Nederlandse Vereniging van Golfspelende Journalisten
29.08.2022
k kan goed tegen m’n verlies, misschien wel een beetje te goed, maar het voelt nu toch even anders. Verliezen in de match play-competitie betekent dit jaar dat je het verslag moet schrijven en wie het verslag schrijft, moet gewag maken van een incidentje als er een incidentje was. En het is niet leuk als je een incidentje moet beschrijven waar je zelf partij in bent. Ik ga het proberen zo netjes mogelijk te doen.

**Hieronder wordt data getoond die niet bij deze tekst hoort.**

PR #235, opened 2025-08-01
simulate.py: don't unconditionally reset terminal

midnightveil:
The commit by @kent-mcleod f63e3d5b783431bdbfa5861dec6bc34311357f20 which added this says that "Qemu leaves the terminal in an inconsistent state" but personally I've never seen this, and whenever I run tests in simulate w/QEMU I need to always remember to remove this option from the script. I've seen coworkers also have to do this. The issue is that "tput reset" also clears the screen which means you can't see the log outputs.

Instead I've turned this into an option for --reset-terminal in case anyway actually wants to use this.


Indanz:
Yes, very annoying. I also always edit the simulate script to remove the sleep and the terminal reset.

PR #249, opened 2026-03-10
cmake style update

kent-mcleod:
- Don't dangle closing params onto new line
- 2 char indent instead of 4
- Drastically increase the number of elements that can be in an arg group before switching to vertical mode


Indanz (approved):
No opinion about 2 versus 4 tabs, I'd go whatever is used most in the current seL4 cmake files, but the rest sounds good.

lsf37 (approved):

PR #252, opened 2026-03-29
Workaround for what is likely a TX2 firmware bug

Indanz:
Depending on the size of the kernel, Elfloader causes SError traps. After a lot of testing and trying things out, it appears this is caused by speculative CPU memory accesses to device memory or something like that.

As this happens before Elfloader enables the MMU, this time it is not our mistake, but most likely a bug in the TX2 firmware or earlier bootloaders settings things up wrong.

The below change in no way fixes the underlaying bug or problem, but it does avoid triggering the fault.

### DIFF
--- a/elfloader-tool/src/linker.lds
+++ b/elfloader-tool/src/linker.lds
@@ -48,15 +48,17 @@ SECTIONS
     . = ALIGN(16);
     .bss (NOLOAD) :
     {
-        . = ALIGN(0x1000);
-        core_stack_alloc = .;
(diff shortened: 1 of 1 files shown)


Indanz:
Seems to break RISCV for some reason, I'm investigating.

Indanz:
Well, the work-around works for me locally, but then again, I didn't hit exactly the same problem that happens in CI, as I couldn't reproduce it with my build. I only managed to get the same kind of fault when adding some padding.

Oh well, was worth a try.

PR #253, opened 2026-03-30
Try mask serror and other interrupts

kent-mcleod:


lsf37 (approved):
Have tested that this fixes the TX2 problem. We should probably wait for the tests on the other boards to come back to make sure we haven't introduced anything new, but it looks good to me.

midnightveil:
I'd like to add a comment that we have code in this repo that *enables* SError for the TX2. https://github.com/seL4/seL4_tools/commit/c8cb3ebc9d9dbd6aadf9b6fe89a3c8065db58e33. I don't know why this was necesary.

lsf37:
> I'd like to add a comment that we have code in this repo that _enables_ SError for the TX2. [c8cb3eb](https://github.com/seL4/seL4_tools/commit/c8cb3ebc9d9dbd6aadf9b6fe89a3c8065db58e33). I don't know why this was necesary.

Classical commit message.. I don't know either, it might have been exactly to find cases such as the one we are working around now. We're not fixing the root cause, we're just adding a workaround for the more recent firmware apparently leaving something unmasked that was masked before.

Kent mentioned that the root cause is likely that the elf loader is not using the correct memory attributes in its mappings, which is something we should look at in the future.

lsf37:
There is a whole bunch of failures, but so far only boards refusing to boot or tests hitting a timeout (possibly also because of long boot time). TX2 does work. I think we can re-run the failed ones and merge this.

kent-mcleod:
> There is a whole bunch of failures, but so far only boards refusing to boot or tests hitting a timeout (possibly also because of long boot time). TX2 does work. I think we can re-run the failed ones and merge this.

Before merging we just need to update the comments that 0xf is DAIF bits all masked and confirm that having them all masked is intentional.

kent-mcleod:
Also I found that there was a different error altogether if I used a newer toolchain than the one in the docker container images.

lsf37:
> > There is a whole bunch of failures, but so far only boards refusing to boot or tests hitting a timeout (possibly also because of long boot time). TX2 does work. I think we can re-run the failed ones and merge this.
> 
> Before merging we just need to update the comments that 0xf is DAIF bits all masked 

That bit is easy

> and confirm that having them all masked is intentional.

What is the plan for that part?

The tests are ready now. If you sign off, it would otherwise be good to merge.

lsf37:
> Also I found that there was a different error altogether if I used a newer toolchain than the one in the docker container images.

I'd be fine with ignoring that for the release, but also something to look into. Do you think it might be the same Indan was seeing?

Indanz (approved):

Indanz:
> I'd like to add a comment that we have code in this repo that _enables_ SError for the TX2. [c8cb3eb](https://github.com/seL4/seL4_tools/commit/c8cb3ebc9d9dbd6aadf9b6fe89a3c8065db58e33). I don't know why this was necesary.

So it's all self-inflicted pain then, wonderful. I think the intention was to enable machine-check-exceptions caused by ECC, which would be delivered as SError. However, seL4 had special code to ignore SErrors for tx2 in the kernel, so what's the point of all this if you're going to ignore it anyway?

PR #254, opened 2026-04-03
fix elfloader: add UART MMIO mapping for debug output on AArch64 after MMU enable.

Whatever314:
Previously el1 error traps defined in <arch>/<mode>/debug.c doesn't print anything cos the uart memory regions are not mapped after enabling mmu. This is a preliminary fix for arm aarch64 platforms.

# Limitations
Sorry that I have neither time nor hardware to implement and test this fix on other platforms.


Indanz:
I'd rather disable the MMU in the trap code than this. That would make it possible to debug traps caused by bad MMU setups too.

PR #255, opened 2026-04-05
nanobp: tweaks for nanobp 0.4.9.x

lsf37:
nanobp 0.4.9.x declares its own nanobp target, so the one declared here is no longer needed (and conflicts with the one provided by nanobp).

Needs https://github.com/seL4/sel4test-manifest/pull/27 to work. The latter is a manifest PR, so "Test with" won't work for it.


lsf37:
(The test failure is expected)

Indanz (approved):
Cool, this means we can use the up-to-date version instead.

I tried fixing the compile error before, but my CMake fu wasn't great enough to figure out what's going on and what goes wrong where.

PR #256, opened 2026-05-02
elfloader: discard elf loader .eh_frame

lsf37:
- lld + clang on riscv32 generate a non-empty .eh_frame for libgcc.a with stack unwinding info for software-implemented div/mod. Other compiler + linker combinations only produce an empty .eh_frame (if at all).

  The non-empty .eh_frame ends up at the very beginning of the ELF file, displacing .start, and even though we are explicitly setting an entry point, OpenSBI is ignoring that entrypoint and just jumps to the first address, which no longer contains code. This means the boot hangs after OpenSBI.

  Placing the .eh_frame somewhere else explicitly fixes the problem, but we don't need it and discarding it is easier and more in line with what gcc produces. This affects the elfloader itself only, not the payload.

- disambiguate `x * 1 << 12` as `x * (1 << 12)`. I'm not sure if lld really interpreted this differently than GNU ld, but it is clearer in any case.

(Background of all of this is trying to get RISC-V clang builds in the new Trixie-based docker containers to work)

### DIFF
--- a/elfloader-tool/src/linker.lds
+++ b/elfloader-tool/src/linker.lds
@@ -50,7 +50,7 @@ SECTIONS
     {
         . = ALIGN(0x1000);
         core_stack_alloc = .;
-        . = . + CONFIG_MAX_NUM_NODES * 1 << 12;
+        . = . + CONFIG_MAX_NUM_NODES * (1 << 12);
         core_stack_alloc_end = .;
         _bss = .;
         *(.sbss*)
--- a/elfloader-tool/src/linker.lds
+++ b/elfloader-tool/src/linker.lds
@@ -59,4 +59,13 @@ SECTIONS
         _bss_end = .;
     }
      _end = .;
+
+    /* With lld on riscv32 a debug-only non-empty .eh_frame ends up ahead of
+      .start, and OpenSBI always jumps to the first address. We could place it
+      somewhere explicitly, but discarding it for elfloader is easier and safe
+      (application payload is unaffected). */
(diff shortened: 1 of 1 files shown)


lsf37:
The builds are failing because we need all of these for things to work

- https://github.com/seL4/seL4-CAmkES-L4v-dockerfiles/pull/96
- https://github.com/seL4/seL4_tools/pull/256
- https://github.com/seL4/seL4_tools/pull/257
- https://github.com/seL4/seL4_tools/pull/258

Indanz (approved):
I think the root problem is that the linker script may be too simple and doesn't specify what it actually wants very well, giving LDD room to do weird stuff that's unexpected, but technically allowed. If we used something like:

`.start IMAGE_START_ADDR :`

Or pinned the address of _start to IMAGE_START_ADDR, the code may still work, even with weird .eh_frames. That said, we still want to get rid of .eh_frame and other stuff like that. And if LDD places something before IMAGE_START_ADDR anyway, no idea what will happen then.

[This](https://maskray.me/blog/2020-12-19-lld-and-gnu-linker-incompatibilities) site has some incompatibilities between LD and LDD. One of them is that ld.lld places .rodata before .text. That may explain why .eh_frame ended up before .text.

lsf37:
I'm absolutely not opposed to improving the linker scripts, but I'm probably not the right person to do that.

Since we do want to skip the .eh_frame in any case and the tests are succeeding, I'm going to merge this one now, but happy to discuss further.

PR #288, opened 2018-06-25
Remove library from classpath for test compilation

casperboone:
Since the tests do not contain any direct reference to the library (only to the patterns), the library does not have to be on the classpath. Keeping it there would implicitly suggest that it does, which can be confusing to another developer.


casperboone:
But, of course, a call to a pattern can return/expect a library value. 🤦‍♂️

PR #289, opened 2018-06-25
Rename GitHub test reporter to GitHub interactor

casperboone:
Since the module does more than just reporting test result, we should have a name that correctly represents the module :)


casperboone:
@FWDekker Yes, it was a test.

PR #292, opened 2018-06-25
Suppress warning about unused `of` parameter

FWDekker:
Suppresses a warning about an unused parameter, because it is "used" to give calls to this method more context.

We will have no more warnings after this PR has been merged.


gandreadis:
So, @casperboone, should we close this PR?

FWDekker:
@gandreadis The plan is to suppress the warning, but I can't get the suppression to work :(

FWDekker:
@gandreadis @casperboone Done! I managed to suppress the warning :)

PR #295, opened 2018-06-26
Filter out all dynamic invoke expressions

FWDekker:
## Superseded by #299.

Soot does not fully support dynamic invokes (e.g. lambdas), which sometimes causes problems when `ClassConstant`s are used inside them (see also Sable/soot#379). This caused crashes when checking whether a type inside a lambda is a library type. @casperboone and I could not find an easy workaround and instead decided that it would be best to change Schaapi such that dynamic invokes (and thus lambdas) are ignored _completely_.


casperboone:
Closing in favor of #299.

PR #297, opened 2018-06-26
Add task to build mining pipeline fat JAR

FWDekker:
Adds a task to build the mining pipeline fat JAR.

### DIFF
--- a/modules/application/build.gradle
+++ b/modules/application/build.gradle
@@ -22,3 +22,16 @@ dependencies {
 
     compile group: "commons-cli", name: "commons-cli", version: commonsCliVersion
 }
+
+// Distribution
+inspectClassesForKotlinIC.enabled = false
+
+jar {
+    manifest {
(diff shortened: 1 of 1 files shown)


modules/application/build.gradle
```diff
@@ -22,3 +22,16 @@ dependencies {
 
     compile group: "commons-cli", name: "commons-cli", version: commonsCliVersion
 }
+
+// Distribution
+inspectClassesForKotlinIC.enabled = false
```
casperboone: What does this line do?

gandreadis: Necessary due to a bug in the newest Kotlin version, see https://youtrack.jetbrains.com/issue/KT-24956

casperboone: In that case, can we put that in a comment?

gandreadis: @FWDekker

FWDekker: Yes

PR #294, opened 2018-06-25
[WIP] Filter class constants

casperboone:

PR #299, opened 2018-06-27
Filter lambdas

FWDekker:
Supersedes #295 and arguably a variation on #294.

Fixes the bug with `ClassConstant`s in lambdas. The changes are as follows:

* All `ClassConstant`s that start with a `(` are lambda types and are therefore filtered out. Soot just can't handle them.
* A `ClassConstant` is retained if the class it uses is a library type. At this point, it cannot contain a `(` because then it would already have been filtered out by the previous point.
* A `ClassConstant` is removed if the class it uses is a user project type. Again, it cannot contain a `(`.


FWDekker:
@gandreadis You understand that correctly.

PR #306, opened 2018-06-28
Handle IOException when opening InputStream to download GitHub project

JSAbrahams:
Before, the input stream was opened in the `downloadAndSaveProject` method, which did not catch `IOExceptions`. These however were thrown if an input stream could not be opened.

Now, the input stream is opened directly inside the `getInputStream` function, previously the `getConnection` function, which to me makes more sense. 
From what I've read online, it seems that closing this input stream is sufficient for releasing the underlying resources of the connection, meaning that is not necessary to also close the connection itself.

### DIFF
--- a/modules/mining-pipeline/github-project-miner/src/main/kotlin/org/cafejojo/schaapi/miningpipeline/miner/github/GitHubProjectDownloader.kt
+++ b/modules/mining-pipeline/github-project-miner/src/main/kotlin/org/cafejojo/schaapi/miningpipeline/miner/github/GitHubProjectDownloader.kt
@@ -133,8 +133,7 @@ internal class GitHubProjectDownloader<P : Project>(
             val connection = url.openConnection() as? HttpURLConnection ?: return null
             logger.debug { "Established a connection with '$url'." }
 
-            connection.apply { requestMethod = "GET" }
-            return connection.inputStream
+            return connection.apply { requestMethod = "GET" }.inputStream
         } catch (e: IOException) {
             logger.warn("Could not connect to project $projectName.", e.message)
             return null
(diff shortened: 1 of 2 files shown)


modules/mining-pipeline/github-project-miner/src/main/kotlin/org/cafejojo/schaapi/miningpipeline/miner/github/GitHubProjectDownloader.kt
```diff
@@ -133,19 +123,20 @@ internal class GitHubProjectDownloader<P : Project>(
...
         try {
             val connection = url.openConnection() as? HttpURLConnection ?: return null
             logger.debug { "Established a connection with '$url'." }
 
-            return connection.apply { requestMethod = "GET" }
+            connection.apply { requestMethod = "GET" }
+            return connection.inputStream
         } catch (e: IOException) {
-            logger.warn("Could not connect to project $projectName.", e)
+            logger.warn("Could not connect to project $projectName", e)
```
casperboone: Can you bring back the `.`? 😄

casperboone:
(looks good except for these two comments)

modules/mining-pipeline/github-project-miner/src/main/kotlin/org/cafejojo/schaapi/miningpipeline/miner/github/GitHubProjectDownloader.kt
```diff
@@ -63,27 +63,17 @@ internal class GitHubProjectDownloader<P : Project>(
...
-                }
-            } else {
-                null
-            }
-        } finally {
-            connection.disconnect()
+            gitHubProject.extractMasterFile()
+            projectPacker(gitHubProject).also { logger.debug { "Created project of $gitHubProject." } }
+        } catch (e: IllegalArgumentException) {
+            logger.warn("Unable to pack $gitHubProject into project.", e.message)
```
casperboone: Can we just log the exception instead of exception messages?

De match begon voor mij goed, voor Willem niet: na 5 holes stond ik 2 up. Op hole 6 gebeurde het. Ik moest als eerste afslaan en… sloeg van de verkeerde tee af. Op de Hoge Kleij zijn er geen rode en gele en witte tees, maar hebben de tees een nummer. Tee nummer 54 is dan blauw, tee 59 staat voor geel. Ik sloeg per ongeluk af van 54, zeven meter vóór 59. Willem: ‘Ik zie het nu pas, maar je slaat van de verkeerde tee af.’ Verrek. Nou, dan sla ik nog eens af, van 59. Maar zo waren we niet getrouwd. De slag die ik had gedaan, telde, volgens Willem. Ik kon het moeilijk geloven. Ik zei: ‘In het golf kun je foutjes maken zonder dat je ervoor wordt gestraft.’ Bewijs had ik niet, het was meer een soort sportief rechtvaardigheidsgevoel. Als je op de green per ongeluk je bal aanraakt, krijg je ook geen straf.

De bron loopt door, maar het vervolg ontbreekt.